WHAT TO DO:
From the entries below, count the lines holding the word "stdenvNoCC" and give nothing but the number.

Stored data
PR #9579, opened 2019-12-04
Upgrade Xcode to 11.2.1

jakubgs:
One of the CI hosts - `macos-03` - has been upgraded to OSX 10.15.1 and Xcode to `11.2.1`.

To accommodate this upgrade this PR updates the host labels used by CI jobs, and also adds `fastlane` binary to the Nix shell for building the iOS app.

Once this is merged I will upgrade the other two MacOS hosts to Xcode `11.2.1`.

### DIFF
--- a/nix/mobile/ios/default.nix
+++ b/nix/mobile/ios/default.nix
@@ -1,4 +1,4 @@
-{ config, stdenv, stdenvNoCC, callPackage, mkShell,
+{ config, stdenv, stdenvNoCC, callPackage, mkShell, fastlane, cocoapods,
   xcodeWrapper, mkFilter, fetchurl, flock, nodejs, bash, zlib, procps,
   status-go, projectNodePackage }:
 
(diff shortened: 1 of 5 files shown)


flexsurfer (approved):

nix/mobile/ios/default.nix
```diff
@@ -27,23 +27,19 @@ let
...
-    buildInputs = [ xcodeWrapper ];
-  };
-
-in {
-  inherit xcodeWrapper;
+  selectedSources = [ fastlane status-go ];
 
   buildInputs = unique ([
+    cocoapods
+    fastlane.drv
```
pedropombeiro, line 34: Can't say I like including `fastlane` here when it should already be taken care of by sitting on `selectedSources`. One way around this would be to have `fastlane` inherit `buildInputs` from `fastlane.drv` so as to expose that here implicitly, but that's not perfect either.

nix/mobile/ios/default.nix
```diff
@@ -27,23 +27,19 @@ let
...
     xcodeWrapper
     flock # used in reset-node_modules.sh
     procps
   ] ++ catAttrs "buildInputs" selectedSources);
+
   shellHook = ''
     ${status-go.shellHook}
+    ${fastlane.shellHook}
```
pedropombeiro, line 42: This sounds like we're basically manually doing `concatString (catAttrs "shellHook" selectedSources)`

pedropombeiro (approved):

nix/mobile/ios/default.nix
jakubgs: Addressed in `nix-refactor` branch: 6a00c9a40c87c2325c9c0e900aa504d54695131f

nix/mobile/ios/default.nix
jakubgs: But inheriting `buildInputs` from `fastlane.drv` doesn't add `fastlane` to the shell.

PR #9588, opened 2019-12-05
Replace address with key-uid in multiaccs db

rasom:
Account's address was used as a primary key in accounts db and as a
deterministic id of an account in some API calls. Also it was used as a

RESULT OF THE EXERCISE:
2